Below are some records; output exactly the lines from the line with "unconditional by design." to the line with "alalek: VFW shares", both ends kept, and nothing more.

## RECORDS PROVIDED
▼

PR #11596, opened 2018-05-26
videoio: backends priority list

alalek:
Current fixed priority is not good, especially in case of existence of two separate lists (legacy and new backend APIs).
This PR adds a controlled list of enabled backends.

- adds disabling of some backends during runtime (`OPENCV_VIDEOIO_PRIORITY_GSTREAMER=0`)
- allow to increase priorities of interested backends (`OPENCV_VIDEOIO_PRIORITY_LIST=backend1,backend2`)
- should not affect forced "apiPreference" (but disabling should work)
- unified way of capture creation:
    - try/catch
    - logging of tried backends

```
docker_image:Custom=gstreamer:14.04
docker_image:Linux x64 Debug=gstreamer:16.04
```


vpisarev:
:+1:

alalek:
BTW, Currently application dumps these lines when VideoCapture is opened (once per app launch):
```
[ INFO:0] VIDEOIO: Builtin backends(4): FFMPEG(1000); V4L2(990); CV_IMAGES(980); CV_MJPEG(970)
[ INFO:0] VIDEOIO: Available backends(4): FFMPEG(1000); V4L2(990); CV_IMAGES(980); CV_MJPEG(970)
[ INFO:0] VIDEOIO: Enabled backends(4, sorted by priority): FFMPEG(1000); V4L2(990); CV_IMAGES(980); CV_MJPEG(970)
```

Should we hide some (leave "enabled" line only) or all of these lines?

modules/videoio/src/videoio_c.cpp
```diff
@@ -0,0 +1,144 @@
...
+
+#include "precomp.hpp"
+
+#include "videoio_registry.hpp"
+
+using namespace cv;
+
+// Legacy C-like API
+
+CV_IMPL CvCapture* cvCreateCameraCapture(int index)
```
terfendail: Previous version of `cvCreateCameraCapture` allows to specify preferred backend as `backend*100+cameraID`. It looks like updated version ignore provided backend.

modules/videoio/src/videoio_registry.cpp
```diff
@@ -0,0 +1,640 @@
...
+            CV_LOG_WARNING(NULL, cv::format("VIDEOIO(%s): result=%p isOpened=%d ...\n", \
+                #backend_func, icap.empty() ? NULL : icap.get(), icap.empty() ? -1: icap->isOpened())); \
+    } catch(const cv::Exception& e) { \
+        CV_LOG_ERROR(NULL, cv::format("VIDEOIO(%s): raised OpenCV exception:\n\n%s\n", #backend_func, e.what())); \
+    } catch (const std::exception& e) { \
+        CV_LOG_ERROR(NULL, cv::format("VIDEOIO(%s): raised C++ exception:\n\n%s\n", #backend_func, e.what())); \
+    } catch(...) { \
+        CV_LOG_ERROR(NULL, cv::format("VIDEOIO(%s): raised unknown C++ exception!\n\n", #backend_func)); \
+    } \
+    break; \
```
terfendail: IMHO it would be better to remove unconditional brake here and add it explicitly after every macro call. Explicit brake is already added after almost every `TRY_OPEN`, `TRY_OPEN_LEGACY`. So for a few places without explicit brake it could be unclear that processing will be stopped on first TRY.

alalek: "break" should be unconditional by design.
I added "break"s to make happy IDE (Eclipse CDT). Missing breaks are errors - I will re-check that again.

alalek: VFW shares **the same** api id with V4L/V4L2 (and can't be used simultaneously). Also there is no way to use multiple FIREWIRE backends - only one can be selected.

▲
▼

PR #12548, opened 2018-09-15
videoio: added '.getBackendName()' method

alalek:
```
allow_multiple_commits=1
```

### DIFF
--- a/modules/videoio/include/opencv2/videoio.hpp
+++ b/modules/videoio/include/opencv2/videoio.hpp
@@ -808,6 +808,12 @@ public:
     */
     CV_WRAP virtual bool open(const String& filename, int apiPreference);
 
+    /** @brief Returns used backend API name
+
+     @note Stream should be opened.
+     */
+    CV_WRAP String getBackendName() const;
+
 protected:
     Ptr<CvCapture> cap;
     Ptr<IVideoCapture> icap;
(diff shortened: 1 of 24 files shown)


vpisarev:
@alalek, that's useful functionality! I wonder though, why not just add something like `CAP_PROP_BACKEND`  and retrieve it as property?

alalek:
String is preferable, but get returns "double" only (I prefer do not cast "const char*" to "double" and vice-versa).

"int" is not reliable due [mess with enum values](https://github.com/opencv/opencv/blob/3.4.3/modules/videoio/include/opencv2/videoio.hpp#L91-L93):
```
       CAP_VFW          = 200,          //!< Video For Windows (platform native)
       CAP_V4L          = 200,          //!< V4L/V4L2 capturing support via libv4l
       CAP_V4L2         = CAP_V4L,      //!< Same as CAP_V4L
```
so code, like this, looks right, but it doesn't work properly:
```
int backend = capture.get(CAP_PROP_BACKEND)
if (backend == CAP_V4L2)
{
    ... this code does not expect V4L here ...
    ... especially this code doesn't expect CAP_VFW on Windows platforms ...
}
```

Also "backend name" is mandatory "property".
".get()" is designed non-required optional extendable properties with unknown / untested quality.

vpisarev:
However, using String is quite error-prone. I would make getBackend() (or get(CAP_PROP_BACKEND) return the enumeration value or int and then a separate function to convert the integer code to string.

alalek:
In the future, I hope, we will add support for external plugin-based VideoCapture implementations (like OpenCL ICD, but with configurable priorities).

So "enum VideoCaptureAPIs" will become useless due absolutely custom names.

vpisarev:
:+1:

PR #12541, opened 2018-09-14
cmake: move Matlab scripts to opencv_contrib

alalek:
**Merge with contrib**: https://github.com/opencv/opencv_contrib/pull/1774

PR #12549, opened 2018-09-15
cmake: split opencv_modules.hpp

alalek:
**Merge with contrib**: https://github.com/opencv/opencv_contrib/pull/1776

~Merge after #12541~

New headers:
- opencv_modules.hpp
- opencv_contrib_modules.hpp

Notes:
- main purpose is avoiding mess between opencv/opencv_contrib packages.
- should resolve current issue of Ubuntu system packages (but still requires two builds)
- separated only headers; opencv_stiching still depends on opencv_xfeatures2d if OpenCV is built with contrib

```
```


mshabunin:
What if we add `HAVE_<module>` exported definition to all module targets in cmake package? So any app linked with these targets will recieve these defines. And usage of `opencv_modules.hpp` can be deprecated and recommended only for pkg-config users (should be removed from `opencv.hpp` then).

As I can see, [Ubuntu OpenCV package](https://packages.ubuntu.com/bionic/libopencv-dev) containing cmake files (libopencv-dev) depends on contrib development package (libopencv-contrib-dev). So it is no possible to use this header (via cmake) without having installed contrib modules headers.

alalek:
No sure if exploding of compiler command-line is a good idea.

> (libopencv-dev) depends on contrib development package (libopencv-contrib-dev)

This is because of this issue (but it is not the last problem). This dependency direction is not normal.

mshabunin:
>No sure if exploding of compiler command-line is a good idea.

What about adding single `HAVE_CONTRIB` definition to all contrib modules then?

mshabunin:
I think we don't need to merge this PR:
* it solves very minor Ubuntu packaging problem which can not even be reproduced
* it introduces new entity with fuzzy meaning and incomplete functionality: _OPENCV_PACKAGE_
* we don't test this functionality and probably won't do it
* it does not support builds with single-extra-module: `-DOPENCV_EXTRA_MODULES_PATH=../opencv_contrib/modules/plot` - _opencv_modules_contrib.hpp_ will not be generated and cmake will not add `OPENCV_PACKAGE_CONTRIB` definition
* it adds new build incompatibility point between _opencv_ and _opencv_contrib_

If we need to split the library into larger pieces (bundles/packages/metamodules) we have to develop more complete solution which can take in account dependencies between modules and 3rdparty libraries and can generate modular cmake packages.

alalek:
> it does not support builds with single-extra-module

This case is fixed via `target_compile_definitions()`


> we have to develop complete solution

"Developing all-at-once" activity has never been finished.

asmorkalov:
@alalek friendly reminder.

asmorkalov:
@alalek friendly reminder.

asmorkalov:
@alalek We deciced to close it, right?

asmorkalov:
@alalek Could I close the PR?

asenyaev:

▲

## YOUR SOLUTION
alalek: "break" should be unconditional by design.
I added "break"s to make happy IDE (Eclipse CDT). Missing breaks are errors - I will re-check that again.

alalek: VFW shares **the same** api id with V4L/V4L2 (and can't be used simultaneously). Also there is no way to use multiple FIREWIRE backends - only one can be selected.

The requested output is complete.